Trajectory optimization computes a robot's motion by minimizing a cost — smoothness, effort, time — subject to physics and constraints, producing efficient, dynamically-feasible motions for arms, legs, and vehicles.
Trajectory optimization finds the best way for a robot to move by treating the whole motion as a math problem: minimize things you don't want (jerkiness, wasted effort, time) while obeying the rules (physics, joint limits, no collisions). The solver returns a smooth, efficient motion.
Sampling planners like RRTfind a path; trajectory optimization computes the best motion — smooth, efficient, and physically feasible — by treating the whole trajectory as a math problem to solve.
The idea
Trajectory optimization poses motion as a constrained optimization: find the trajectory (positions, velocities, and controls over time) that minimizes a cost while satisfying constraints.
Cost — what you want to minimize: jerkiness (for smoothness), control effort/energy, time, distance, or deviation from a reference.
Constraints — what must hold: the robot's dynamics (it must obey physics), actuator limits (torque, velocity), joint limits, and collision avoidance (stay clear of obstacles).
A numerical solver then computes the trajectory that best balances these — the output is a ready-to-execute, dynamically-feasible motion.
Motion as an optimization
Rather than search discrete options, it directly optimizes the continuous trajectory to be as good as possible while obeying every physical rule.
Why it's powerful
Quality. Produces genuinely smooth, efficient motions — not just feasible ones — respecting the robot's dynamics, which sampling planners often ignore.
Rich constraints. Naturally handles torque limits, contact, balance, and multiple objectives at once — essential for legged robots and dexterous arms.

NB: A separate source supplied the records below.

PR #2533, opened 2018-09-25
Add empty to State and StateT objects

larsrh:
Work by @sderosiaux in #2294. Rebased to current master. For some reason, the bincompat error also went away (at least locally).

### DIFF
--- a/core/src/main/scala/cats/data/IndexedStateT.scala
+++ b/core/src/main/scala/cats/data/IndexedStateT.scala
@@ -203,7 +203,7 @@ private[data] trait CommonStateTConstructors {
     IndexedStateT(s => F.pure((s, s)))
 }
 
-object IndexedStateT extends IndexedStateTInstances with CommonStateTConstructors {
+object IndexedStateT extends IndexedStateTInstances with CommonStateTConstructors0 {
   def apply[F[_], SA, SB, A](f: SA => F[(SB, A)])(implicit F: Applicative[F]): IndexedStateT[F, SA, SB, A] =
     new IndexedStateT(F.pure(f))
 
@@ -221,6 +221,11 @@ object IndexedStateT extends IndexedStateTInstances with CommonStateTConstructor
 
   def setF[F[_], SA, SB](fsb: F[SB])(implicit F: Applicative[F]): IndexedStateT[F, SA, SB, Unit] =
     IndexedStateT(_ => F.map(fsb)(s => (s, ())))
+}
+
+private[data] trait CommonStateTConstructors0 extends CommonStateTConstructors {
+  def empty[F[_], S, A](implicit A: Monoid[A], F: Applicative[F]): IndexedStateT[F, S, S, A] =
+    pure(A.empty)
 }
 
 private[data] abstract class StateTFunctions extends CommonStateTConstructors {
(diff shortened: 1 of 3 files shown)


LukaJCB:
Seems like there's still a bincompat issue for 2.11

larsrh:
Ah, right. 2.11 doesn't like methods added to traits. But this should be fine with an exception, no?

LukaJCB:
We can add new methods by creating a new trait and mixing it in, similar to what we've been doing with the syntax additions :)

larsrh:
Smart. I've updated the commit accordingly.

larsrh:
And we're green!

core/src/main/scala/cats/data/IndexedStateT.scala
```diff
@@ -223,6 +223,11 @@ object IndexedStateT extends IndexedStateTInstances with CommonStateTConstructor
     IndexedStateT(_ => F.map(fsb)(s => (s, ())))
 }
 
+private[data] trait CommonStateTConstructors0 extends CommonStateTConstructors {
+  def empty[F[_], S, A: Monoid](implicit F: Applicative[F]): IndexedStateT[F, S, S, A] =
+    pure(Monoid[A].empty)
```
ceedubs: Is there a reason to use `: Monoid` for `A` but not use `: Applicative` for `F`? I'd be inclined to not use the syntactic sugar for either so you can avoid do something like `F.pure(A.empty)` and avoid an extra `Monoid.apply[A]` call.

larsrh:
@ceedubs Is this fine with you now?

core/src/main/scala/cats/data/IndexedStateT.scala
```diff
@@ -223,6 +223,11 @@ object IndexedStateT extends IndexedStateTInstances with CommonStateTConstructor
     IndexedStateT(_ => F.map(fsb)(s => (s, ())))
 }
 
+private[data] trait CommonStateTConstructors0 extends CommonStateTConstructors {
```
ceedubs: Is there any particular reason to introduce this new trait as opposed to just putting this method directly into the `object`?

core/src/main/scala/cats/data/IndexedStateT.scala
```diff
@@ -299,6 +304,11 @@ private[data] abstract class StateFunctions {
    */
   def pure[S, A](a: A): State[S, A] = State(s => (s, a))
 
+  /**
+    * Return `A`'s empty monoid value and maintain the input state.
+    */
+  def empty[S, A: Monoid]: State[S, A] = pure(Monoid[A].empty)
```
ceedubs: Should this use the same approach used above for getting the `empty` of the `Monoid`?

core/src/main/scala/cats/data/IndexedStateT.scala
larsrh: Binary compatibility: https://github.com/typelevel/cats/pull/2533#issuecomment-424601003

larsrh: To be precise, the function is not only provided on the `IndexedStateT` object, but also on `StateT`. This is the reason why it has to go into a trait in the first place.

larsrh:
@ceedubs Updated accordingly.

core/src/main/scala/cats/data/IndexedStateT.scala
ceedubs: Oh okay that makes sense. Thanks for the explanation.

PR #3984, opened 2021-08-28
Use OpenCollective GraphQL API to render sponsors

### LINKED ISSUE #3974: Restore Open Collective sponsors to site

armanbilge:
This should close #3974 once and for all. It reverts my previous fix in #3977 and instead uses the latest and greatest OpenCollective GraphQL v2 API to get a live list of sponsors on page load. Turns out we don't need an API key to use it after all. Bonus points: fixes the missing avatar issue.


rossabaker (approved):
:+1: Publishing now to see how it looks

rossabaker:
It works great.  Thanks for persevering on this.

Foundation of modern control.Model predictive control is trajectory optimization solved repeatedly over a rolling horizon, and whole-body controllers are optimization at heart.
Methods include CHOMP and TrajOpt (optimize a motion for a manipulator away from collisions), direct collocation, and shooting methods.
The trade-offs
Local minima. Optimizers can get stuck in a poor local solution; a good initial guess (sometimes from a sampling planner) matters. A common hybrid: RRT to find a feasible path, then optimize it to smooth and improve it.
Compute. Solving can be expensive, though modern solvers and warm-starting make real-time use possible (as in MPC).
Non-convexity. Collision and dynamics constraints make the problem hard; robust formulations are an active area.
Why it matters
Trajectory optimization is how robots compute high-quality, physically-realistic motion — the mathematical engine behind smooth manipulation, agile legged locomotion, aggressive drone flight, and predictive control. It's a central, unifying tool linking planning and control in modern robotics.